As healthcare professionals across America grapple with or prepare for a surge of COVID-19 cases, ICU placements, and deaths, many are emphasizing the importance of advance care planning to help people clarify their medical wishes and values.

Susan Enguidanos, PhD, associate professor in the USC Leonard Davis School of Gerontology
Susan Enguidanos, PhD, associate professor in the USC Leonard Davis School of Gerontology

Advance care planning encourages us to think about what kind of medical care we would want if we were too sick to express our wishes, while advance directives are a tool used to document certain healthcare decisions.

On April 16, National Healthcare Decisions Day, it is worth asking how the COVID-19 pandemic has reinforced or changed our ideas about advance care planning. Experts say it has created unique opportunities for people to talk about difficult topics like the possibility of a catastrophic illness.

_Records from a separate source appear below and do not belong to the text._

Issue #218, opened 2021-06-07
Document how we want to trigger alerts


kalvinwang:
### Description
How will alerts be triggered?

### Acceptance Criteria

  - [ ] Document how we'll trigger alerts

rocketnova:
I've updated the Foundations document with text that is ready for review.

rocketnova:
I've returned to this ticket and re-updated the Foundations doc with the latest changes.

rocketnova:
I'm closing this ticket. We discussed the changes to the Foundations doc and agreed on them in Eng sync yesterday.

PR #288, opened 2021-07-07
Configure streaming to Application Insights 

rocketnova:
## Ticket

Related to #218 

## Changes

- Adds [`pino-applicationinsights`](https://github.com/ovhemert/pino-applicationinsights) as a dependency to log directly to Azure Application Insights in Production
- Adds a type declaration file for `pino-applicationinsights`

## Context

To facilitate setting up and tuning alerts, I'm using `pino-applicationinsights`'s [`createWriteStream()`](https://github.com/ovhemert/pino-applicationinsights/blob/master/docs/API.md) for Production environments (i.e. `process.env.NODE_ENV === 'production'`). In non-prod environments, `pino` will work as before (outputting to STDOUT and using pretty print).

Because `pino` is able to take a [WritableStream as a `destination`](https://github.com/pinojs/pino/blob/master/docs/api.md#destination), I didn't need to use [`pino-multi-stream`](https://github.com/pinojs/pino-multi-stream).

Note: This change means that in Production environments, we will no longer see the output of any `logger.whatever()` calls in the Azure App Services App Stream or Log Analytics. Instead, the output will go directly to the associated Azure Application Insights Logs (in the `traces` table).

Because `pino-applicationinsights` is basically a very nice wrapper around [`applicationinsights`](https://github.com/microsoft/ApplicationInsights-node.js#readme), it needs an Application Insights instrumentation key in order to send logs to the write App Insights. By default, `pino-applicationinsights` knows to look for `process.env.APPINSIGHTS_INSTRUMENTATIONKEY`.

### Type Declaration

Because `pino-applicationinsights` doesn't have a type declaration and none exists for this package in [DefinitelyTyped](https://github.com/DefinitelyTyped/DefinitelyTyped/), I created a rough one. I've opened #289 to polish it up and submit a PR to DefinitelyTyped. 

## Testing

1. Run a pipeline for this branch
2. Release the pipeline on a non-prod environment 
3. Navigate to the claim tracker URL in the non-prod environment
4. Trigger an error (will throw 500s right now because of unrelated certificate issue)
5. Navigate to Application Insights (not App Services!) in matching non-prod environment
6. View Logs and query for `traces` (may take a couple minutes for the logs to populate)
7. You should see a SEV3 with the message "Application error" for the timestamp that you loaded the page:
Screen Shot 2021-07-07 at 4 40 13 PM

### DIFF
--- a/package.json
+++ b/package.json
@@ -21,6 +21,7 @@
     "next": "10.0.8",
     "node-fetch": "^2.6.1",
     "pino": "^6.11.3",
+    "pino-applicationinsights": "^2.1.0",
     "react": "17.0.1",
     "react-bootstrap": "^1.5.2",
     "react-dom": "17.0.1"
--- a/package.json
+++ b/package.json
@@ -55,6 +55,7 @@
     "@testing-library/react": "^11.2.5",
     "@types/node": "^14.14.33",
     "@types/pem": "^1.9.5",
+    "@types/pumpify": "^1.4.1",
     "@types/react": "^17.0.3",
     "@types/react-test-renderer": "^17.0.1",
     "@typescript-eslint/eslint-plugin": "^4.19.0",
--- a/pages/index.tsx
+++ b/pages/index.tsx
@@ -86,13 +86,13 @@ export default function Home({
 }
 
 export const getServerSideProps: GetServerSideProps = async ({ req, locale }) => {
-  const isProd = process.env.NODE_ENV === 'production'
+  const isAzureEnv = process.env.NODE_ENV === 'production'
 
-  // Pino: use pretty print and log to STDOUT if not in production mode.
+  // Pino: use pretty print and log to STDOUT for local environments.
   let logger = pino({ prettyPrint: true })
 
   // Pino: otherwise, log to Azure Application Insights.
-  if (isProd) {
+  if (isAzureEnv) {
     const appInsightsStream = await appInsights.createWriteStream()
     logger = pino(appInsightsStream)
   }
--- a/pages/index.tsx
+++ b/pages/index.tsx
@@ -1,6 +1,8 @@
 import Head from 'next/head'
 import Container from 'react-bootstrap/Container'
 import pino from 'pino'
+import appInsights from 'pino-applicationinsights'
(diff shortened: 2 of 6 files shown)


package.json
```diff
@@ -54,6 +55,7 @@
     "@testing-library/react": "^11.2.5",
     "@types/node": "^14.14.33",
     "@types/pem": "^1.9.5",
+    "@types/pumpify": "^1.4.1",
```
rocketnova, line 58: Note: These types are needed for the type definition for `pino-applicationinsights`

pages/index.tsx
```diff
@@ -100,7 +110,7 @@ export const getServerSideProps: GetServerSideProps = async ({ req, locale }) =>
     scenarioContent = getScenarioContent(claimData)
   } catch (error) {
     // If an error occurs, log it and show 500.
-    logger.error(error)
+    logger.error(error, 'Application error')
```
rocketnova, line 113: Note: I added a message string to make it easier to locate these as new messages in Application Insights. We can change this at any time.

tsconfig.json
```diff
@@ -18,12 +14,6 @@
...
   },
-  "include": [
-    "next-env.d.ts",
-    "**/*.ts",
-    "**/*.tsx"
-  ],
-  "exclude": [
-    "node_modules"
-  ]
+  "include": ["next-env.d.ts", "**/*.ts", "**/*.tsx", "types"],
```
rocketnova, line 17: Note: Added `types` so that Typescript would find the new type definitions. All other changes in this file are auto-formatting.

lomky (approved):
🎉

pages/index.tsx
```diff
@@ -86,7 +87,16 @@ export default function Home({
 
 export const getServerSideProps: GetServerSideProps = async ({ req, locale }) => {
   const isProd = process.env.NODE_ENV === 'production'
```
kalvinwang, line 89: what do you think about replacing `isProd` with something that isn't ambiguous? since test, staging, etc Azure envs are all "isProd". something like `isAzureEnv` or `isNotLocalEnv`

kalvinwang (approved):
lgtm! one small suggestion

PR #293, opened 2021-07-08
Remove dotenv package

### LINKED ISSUE #292: Use built-in Next.js environment variable support
### Description

Next.js has built-in support for [environment variables](https://nextjs.org/docs/basic-features/environment-variables). Let's  use that and reduce the number of dependencies.

### Acceptance Criteria

- [ ] Remove [dotenv](https://www.npmjs.com/package/dotenv) dependency

rocketnova:
## Ticket

Closes #292 

## Changes

- Removes [dotenv](https://github.com/motdotla/dotenv) as a dependency 

## Context

Next.js has built-in support for [environment variables](https://nextjs.org/docs/basic-features/environment-variables), so we don't need to use a separate package for that.

⚠️ This requires a change for local development: **Rename .env to .env.local** ⚠️ 

Technically, Next.js will still load `.env`, but since `.env.local` is safe for secrets, we should use that.

## Testing

1. Check out this branch
2. Rename your `.env` file to `.env.local` 
3. `yarn dev`
3. Confirm your env vars are still loading (no error: `Error: EISDIR: illegal operation on a directory, read`)


lomky (approved):
Nice!

kalvinwang (approved):
lgtm, also update the .env file in 1Password to .env.local (and it says "is loaded using dotenv npm package" right now)

PR #307, opened 2021-07-12
Implement logic for Claim Details

### LINKED ISSUE #290: Implement logic for claim details
### Description

Splitting this ticket out from #242. We need some logic to display claim details, including the Program Type and Extension Type names.

### Acceptance Criteria

- [ ] Claim Details are displayed based on information from the API gateway query

rocketnova:
## Ticket

Closes #290 

## Changes

- Adds a `getClaimDetails.tsx` utility to handle Claim Details
- Adds `claim-details.json` translation files
- Adds a `urls.json` file for urls displayed in the content
- Hides extension type field label if there is no extension type
- Installs [date-fns](https://date-fns.org/) for date formatting
- Adds claim details to `apiGatewayStub`

## Context

This PR adds functionality to display Claim Details content based on the response from the API gateway. It includes logic to map the program type string returned from the API gateway to user-facing translation strings (including splitting into the Program Type and Extension Type fields).

This PR wires up the new logic to the `<ClaimDetails>` component and does currency and date formatting based on the sample data we have received from the API gateway.

## Testing

`yarn test`


components/ClaimDetails.tsx
```diff
@@ -15,7 +15,17 @@ export const ClaimDetails: React.FC<ClaimDetailsProps> = ({
...
 }) => {
-  const { t } = useTranslation('common')
+  const { t } = useTranslation(['common', 'claim-status'])
+
+  let extension: JSX.Element | null = null
+  if (extensionType) {
+    extension = (
+      <div className="col-6">
+        <div />
+        <InfoField loading={loading} label={t('claim-details.extension-type')} text={t(extensionType)} />
```
lomky, line 25: Wait how do these work?! You imported `claim-status` (presumably a bug), but the translations are still working!

rocketnova: Whoa! That was a bug. I meant to import `claim-details` but maybe it doesn't need to explicitly import here because it's imported in `index.tsx`...?

lomky: ooo maybe! we do need to get access to `t` here, but maybe there's some trick

utils/getClaimDetails.tsx
```diff
@@ -0,0 +1,129 @@
...
+  // Get programType and extensionType.
+  const pair: programExtensionPairType = getProgramExtensionPair(rawDetails.programType)
+  const benefitYear = buildBenefitYear(rawDetails.benefitYearStartDate, rawDetails.benefitYearEndDate)
+
+  return {
+    programType: pair.programType,
+    benefitYear: benefitYear,
+    claimBalance: formatCurrency(rawDetails.claimBalance),
+    weeklyBenefitAmount: formatCurrency(rawDetails.weeklyBenefitAmount),
+    lastPaymentIssued: formatDate(rawDetails.lastPaymentIssued),
```
lomky, line 126: Should we also be pulling out the `lastPaymentAmount`?

utils/getClaimDetails.tsx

“This year’s National Healthcare Decisions Day may be the most important one we’ve ever had,” said Susan Enguidanos, PhD, a palliative care researcher and associate professor at the University of Southern California Leonard Davis School of Gerontology. “Many of us have more time on our hands as we are sheltering at home. You can take a little time, have the conversation with your loved ones, and talk about worst-case scenarios.”

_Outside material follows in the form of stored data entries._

Issue #299, opened 2021-07-09
Installing pino-applicationinsights has broken storybook builds


rocketnova:
### Description

Sadly, #288 broke storybook builds. See https://github.com/cagov/ui-claim-tracker/runs/3023514358?check_suite_focus=true. `yarn storybook-build` is also broken locally for `main`.

If this takes more than a day or two, consider whether it does make sense to use pino-applicationinsights

### Acceptance Criteria

- [ ] Storybook builds work again

lomky:
Poked at this for a minute - the sb build fails whether isAzureEnv is true or false, and succeeds if you comment out the await createWriteStream, so its something in the actual build step there

PR #314, opened 2021-07-14
Update base state and pending state scenarios

### LINKED ISSUE #291: Update business logic for Base State scenarios
### Description

Splitting this ticket out from #242. We will need to update the business logic for the Base State scenarios once we have more finalized content. 

### Acceptance Criteria

- [ ] Base States are displaying final content

rocketnova:
## Ticket

Resolves #291 

## Changes

- Re-numbers the scenarios and updates claim-status.json based on latest content
- Splits claim status description into two fields: `heading` and `summary` according to content docs
- Uses the `<TransLine>` component because the claim status summary field can contain links
- Introduces looking up urls in `urls.json` by key

## Context

Based on the latest content, this PR replaces Scenarios 7-10 with Scenarios 4-6. The new content introduces a different claim status heading for each scenario, as well as a claim status "summary". The claim status summary text can contain links, so we need to start using `<TransLine>`.

In an effort to make it easier to update content, I'm using the following concepts:
- All urls are stored as key value pairs in `urls.json`
- The English translation file (e.g. `public/locales/en/claim-status.json`) includes an array of keys for `urls.json`

This allows us to:
1. Keep the content together in one document (the translation file)
2. Declare urls once, rather than copy/pasting them multiple times and introducing types

## Testing

`yarn test`

and 

While #299 is not resolved, comment out these lines, then run `yarn storybook`, and check that each scenario displays the heading and summary from the latest content (including correct links): https://github.com/cagov/ui-claim-tracker/blob/32990f892c6b84017c30af5d273fdd94410649e7/pages/index.tsx#L95-L98

### DIFF
--- a/components/ClaimStatus.tsx
+++ b/components/ClaimStatus.tsx
@@ -2,13 +2,14 @@ import { useTranslation } from 'next-i18next'
 
 import { NextSteps } from './NextSteps'
 import { TextLine } from './TextLine'
+import { TransLine } from './TransLine'
 import { ClaimStatusContent } from '../types/common'
 
 export interface ClaimStatusProps extends ClaimStatusContent {
   loading: boolean
 }
 
-export const ClaimStatus: React.FC<ClaimStatusProps> = ({ loading = false, heading, nextSteps }) => {
+export const ClaimStatus: React.FC<ClaimStatusProps> = ({ loading = false, heading, summary, nextSteps }) => {
   const { t } = useTranslation(['common', 'claim-status'])
 
   return (
@@ -16,6 +17,9 @@ export const ClaimStatus: React.FC<ClaimStatusProps> = ({ loading = false, headi
       <h2>{t('claim-status.title')}</h2>
       <div className="pending-status">
         <TextLine loading={loading} text={t(heading)} />
+      </div>
+      <div className="summary">
+        <TransLine i18nKey={summary.i18nKey} links={summary.links} />
       </div>
       <div className="status-box">
         <div className="topbar">
--- a/components/ClaimStatus.tsx
+++ b/components/ClaimStatus.tsx
@@ -8,14 +8,14 @@ export interface ClaimStatusProps extends ClaimStatusContent {
   loading: boolean
 }
 
-export const ClaimStatus: React.FC<ClaimStatusProps> = ({ loading = false, statusDescription, nextSteps }) => {
+export const ClaimStatus: React.FC<ClaimStatusProps> = ({ loading = false, heading, nextSteps }) => {
   const { t } = useTranslation(['common', 'claim-status'])
 
   return (
     <div className="claim-status">
       <h2>{t('claim-status.title')}</h2>
       <div className="pending-status">
-        <TextLine loading={loading} text={t(statusDescription)} />
+        <TextLine loading={loading} text={t(heading)} />
       </div>
       <div className="status-box">
         <div className="topbar">
--- a/tests/utils/apiGatewayStub.test.tsx
+++ b/tests/utils/apiGatewayStub.test.tsx
@@ -8,32 +8,27 @@ describe('The API gateway stub response for the Pending Determination scenario',
   })
 })
 
+describe('The API gateway stub response for the Generic Pending state', () => {
+  it('is correct for Scenario 4', () => {
+    const response = apiGatewayStub(ScenarioType.Scenario4)
+    expect([null, [], false, undefined]).toContain(response.pendingDetermination)
+    expect(response.hasPendingWeeks).toBe(true)
+    expect([true, false]).toContain(response.hasCertificationWeeksAvailable)
+  })
+})
+
 describe('The API gateway stub response for the Base States', () => {
-  it('is correct for Scenario 7', () => {
-    const response = apiGatewayStub(ScenarioType.Scenario7)
+  it('is correct for Scenario 5', () => {
+    const response = apiGatewayStub(ScenarioType.Scenario5)
     expect([null, [], false, undefined]).toContain(response.pendingDetermination)
     expect(response.hasPendingWeeks).toBe(false)
     expect(response.hasCertificationWeeksAvailable).toBe(false)
   })
 
-  it('is correct for Scenario 8', () => {
-    const response = apiGatewayStub(ScenarioType.Scenario8)
+  it('is correct for Scenario 6', () => {
+    const response = apiGatewayStub(ScenarioType.Scenario6)
     expect([null, [], false, undefined]).toContain(response.pendingDetermination)
     expect(response.hasPendingWeeks).toBe(false)
-    expect(response.hasCertificationWeeksAvailable).toBe(true)
-  })
-
-  it('is correct for Scenario 9', () => {
-    const response = apiGatewayStub(ScenarioType.Scenario9)
-    expect([null, [], false, undefined]).toContain(response.pendingDetermination)
-    expect(response.hasPendingWeeks).toBe(true)
-    expect(response.hasCertificationWeeksAvailable).toBe(false)
-  })
-
-  it('is correct for Scenario 10', () => {
-    const response = apiGatewayStub(ScenarioType.Scenario10)
-    expect([null, [], false, undefined]).toContain(response.pendingDetermination)
-    expect(response.hasPendingWeeks).toBe(true)
     expect(response.hasCertificationWeeksAvailable).toBe(true)
   })
 })
--- a/tests/utils/getClaimStatus.test.tsx
+++ b/tests/utils/getClaimStatus.test.tsx
@@ -13,22 +13,21 @@ describe('The Claim Status heading', () => {
 })
 
 // Test getClaimStatusSummary()
+// Note: These tests test against real content
 describe('The Claim Status summary', () => {
-  it('is correct for each scenario', () => {
-    for (const key of getNumericEnumKeys(ScenarioType)) {
-      const summary = getClaimStatusSummary(key)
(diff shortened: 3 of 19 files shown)


components/ClaimStatus.tsx
```diff
@@ -2,20 +2,24 @@ import { useTranslation } from 'next-i18next'
...
 
   return (
     <div className="claim-status">
       <h2>{t('claim-status.title')}</h2>
       <div className="pending-status">
-        <TextLine loading={loading} text={t(statusDescription)} />
+        <TextLine loading={loading} text={t(heading)} />
+      </div>
+      <div className="summary">
+        <TransLine i18nKey={summary.i18nKey} links={summary.links} />
```
rocketnova, line 22: @lomky I just tossed the heading and summary in here like this for now and assumed that you'd rework how they get rendered.

utils/getClaimStatus.tsx
```diff
@@ -2,22 +2,65 @@
...
+ * Get Claim Status heading.
+ */
+export function getClaimStatusHeading(scenarioType: ScenarioType): I18nString {
+  return getTranslationPrefix(scenarioType) + '.heading'
+}
+
+/**
+ * Get Claim Status summary.
+ *
+ * Note: This function has a lot of verbosity due to Typescript + eslint.
```
rocketnova, line 27: Note: There's a lot going on in here to make the Typescript work properly.

utils/getScenarioContent.tsx
```diff
@@ -13,18 +13,16 @@ import getClaimStatus from './getClaimStatus'
...
 
 export const ScenarioTypeNames = {
   [ScenarioType.Scenario1]: 'Pending determination scenario',
-  [ScenarioType.Scenario7]: 'Base state; No pending weeks; No weeks to certify',
-  [ScenarioType.Scenario8]: 'Base state; No pending weeks; Has weeks to certify',
-  [ScenarioType.Scenario9]: 'Base state; Has pending weeks; No weeks to certify',
-  [ScenarioType.Scenario10]: 'Base state; Has pending weeks; Has weeks to certify',
+  [ScenarioType.Scenario4]: 'Generic pending state: pending weeks',
+  [ScenarioType.Scenario5]: 'Base state: no pending weeks, no weeks to certify',
+  [ScenarioType.Scenario6]: 'Base state: no pending weeks, weeks to certify',
```
rocketnova, line 25: Note: New scenario numbers!

tests/utils/getClaimStatus.test.tsx
```diff
@@ -1,14 +1,32 @@
...
-      expect(getClaimStatusDescription(key)).toEqual(
-        expect.stringMatching(/claim-status:scenarios.scenario[0-9]+.description/),
-      )
+      expect(getClaimStatusHeading(key)).toEqual(expect.stringMatching(/claim-status:scenarios.scenario[0-9]+.heading/))
     }
   })
 })
+
+// Test getClaimStatusSummary()
+// Note: These tests test against real content
```
rocketnova, line 15: @lomky I'm feeling a little 😬 about these tests that require real content (i.e. `public/locales/en/claim-status.json`, but not sure what the better solution is since the code explicitly relies on that file. I did write this [alternative set of tests](https://github.com/cagov/ui-claim-tracker/pull/314/commits/de46afe6951b358681783ad32a7ccecf480fa8c4). Let me know if you think this is better (and then help me resolve the typescript errors/warnings in them...)

utils/getClaimStatus.tsx
```diff
@@ -2,22 +2,65 @@
...
+export function getClaimStatusSummary(scenarioType: ScenarioType): TransLineProps {
+  const transLineProps: TransLineProps = {
+    i18nKey: getTranslationPrefix(scenarioType) + '.summary.text',
+  }
+  // Explicitly initialize to an empty array.
+  transLineProps.links = []
+
+  // Explicitly cast the scenarioType into one of the keys of claim-status.json
+  // (i.e. scenario1 | scenario2 etc)
+  const scenarioString = ScenarioType[scenarioType].toLowerCase() as keyof typeof claimStatusJson.scenarios
```
rocketnova, line 38: Also, if you are like me and ever struggled with `keyof typeof`, here is a very good [stackoverflow  on it](https://stackoverflow.com/a/62764510).

types/common.tsx
```diff
@@ -1,7 +1,19 @@
...
+export interface TransLineProps {
+  i18nKey: I18nString
+  links?: string[] | null
+}
+
+// Types for translation file JSON
+export interface TextOptionalLink {
+  text: string
+  links?: string[]
+}
```
rocketnova, line 14: This name is pretty terrible: `TextOptionalLink`. Please feel free to suggest alternatives!

components/ClaimStatus.tsx
lomky: perfect

utils/getUrl.tsx
```diff
@@ -0,0 +1,15 @@
...
+
+import urls from '../public/urls.json'
+
+// Type alias for the keys in urls.json
+export type UrlType = keyof typeof urls
+
+/**
+ * Get url from urls.json
+ */
+export default function getUrl(key: UrlType): string | undefined {
```
kalvinwang, line 13: I don't know how we want to handle this, and we could wait to refactor until it we have the actual different URLs, but I believe a bunch of EDD URLs are different for English vs Spanish (like not a query parameter, just a different URL for the same page)

kalvinwang (commented):
Just adding a few minor initial comments!

utils/getClaimStatus.tsx
lomky: I feel like the casting isn't the right way to do this, digging in a bit

lomky: nope, looks like this is right, but it does seem fragile. This feels like a probably anyone consuming an API would run into, I wonder what they've done?

utils/getUrl.tsx
lomky: those URLs can live in the locale files!

lomky (approved):
No blockers, but some thoughts!

components/ClaimStatus.tsx
```diff
@@ -2,20 +2,24 @@ import { useTranslation } from 'next-i18next'
 
 import { NextSteps } from './NextSteps'
 import { TextLine } from './TextLine'
+import { TransLine } from './TransLine'
```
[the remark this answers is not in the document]
lomky: Does that add clarity or just introduce HTML as an alias for the Trans component, since this is just a wrapper function?

tests/utils/apiGatewayStub.test.tsx
```diff
@@ -8,32 +8,27 @@ describe('The API gateway stub response for the Pending Determination scenario',
...
-  it('is correct for Scenario 7', () => {
-    const response = apiGatewayStub(ScenarioType.Scenario7)
+describe('The API gateway stub response for the Generic Pending state', () => {
+  it('is correct for Scenario 4', () => {
+    const response = apiGatewayStub(ScenarioType.Scenario4)
     expect([null, [], false, undefined]).toContain(response.pendingDetermination)
-    expect(response.hasPendingWeeks).toBe(false)
-    expect(response.hasCertificationWeeksAvailable).toBe(false)
+    expect(response.hasPendingWeeks).toBe(true)
+    expect([true, false]).toContain(response.hasCertificationWeeksAvailable)
```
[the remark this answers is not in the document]
rocketnova: Yes and it cannot be `null`

tests/utils/getClaimStatus.test.tsx
rocketnova: > is the problem here that we're ultimately testing the middle part of what's ultimately a visual assertion? Like what do these tests give us that the snapshot tests won't also catch?

🤔 Good point. Since we're doing snapshot tests for the `<ClaimStatus>` component for all the scenarios, I think these tests aren't actually that useful.

types/common.tsx
```diff
@@ -1,7 +1,19 @@
 // Type aliases
 export type I18nString = string
 
-// Type interfaces for API gateway result
+// Types for TransLine component
+export interface TransLineProps {
+  i18nKey: I18nString
+  links?: string[] | null
```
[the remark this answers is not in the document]
rocketnova: I think it was because I thought the `links` argument might get passed `null`. I'm currently initializing it in `TransLine.tsx` as null, but I think I can initialize it as `[]` instead.

types/common.tsx
rocketnova: `LinkableText`?

lomky: `HereThereBeLinkMaybe`? I don't feel like I have a good one 🤷🏼

rocketnova: I'm going to stick with `TextOptionalLink` for this PR. Let's talk synchronously about it if anyone feels strongly about renaming this.

utils/getClaimStatus.tsx
rocketnova: In the next PR, I've found a way to reduce the number of `as` casting to only cases where I'm trying to refer to using variables, so I think it's better.

components/ClaimStatus.tsx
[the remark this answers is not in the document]
kalvinwang: Ah I meant that it would be clearer to have Html as an alias for Trans, since HtmlLine vs TextLine is intuitively understandable (one is for pure text, the other when there's html) whereas HtmlLine vs TransLine is not unless you already know the i18next nomenclature.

Trajectory of Illness in At-Risk Patients

There is now a familiar trajectory for COVID-19 patients who are elderly, frail, or have underlying chronic conditions and report to the hospital with difficulty breathing and severe fatigue. If their lungs continue to deteriorate, they may progress to the ICU, and perhaps be placed on a ventilator.

In an effort to limit the spread of disease, these patients are often separated from their loved ones. Amid the hospital’s high-stress response, there may not be time to consider a comfort-care-only alternative to ventilators.

Experience to date says the majority of those with severe COVID infection who are placed on a ventilator aren’t going to come off the treatment or return home, said Enguidanos. Even those who do come off a ventilator may still experience serious complications.

“Once they’re on a ventilator, the option of dying at home is off the table,” she said. “A lot of the customary vagueness of advance care planning is gone. We know the course and the direction of the disease.”

Make Choices Known Before Illness Strikes

If dying at home is important to people, or if they would rather not end up on a ventilator with a high likelihood of a bad outcome, it is important to make that clear before the crisis happens.

That means naming a healthcare proxy who they trust and who would support their values; explaining those values to their loved ones; and perhaps completing an advance directive specific to COVID-19.

“If you already have an advance directive, pull it out and revisit it,” Enguidanos said. Write (and date and witness) additional information with specific choices related COVID-19, or do a new document.

“If you’re already in a situation where your health is declining, and you’ve made choices about what you don’t want—such as being on a ventilator—this may be your only chance to make those choices stick,” Enguidanos said.

It may mean insisting on staying at home, if possible, despite labored breathing or shortness of breath. Hospice and palliative care services are experienced in providing care in the home to patients with COPD (chronic obstructive pulmonary disease) and managing somewhat similar symptoms.

“So hospice is a good option for patients with COVID-19 who want to stay at home,” Enguidanos added.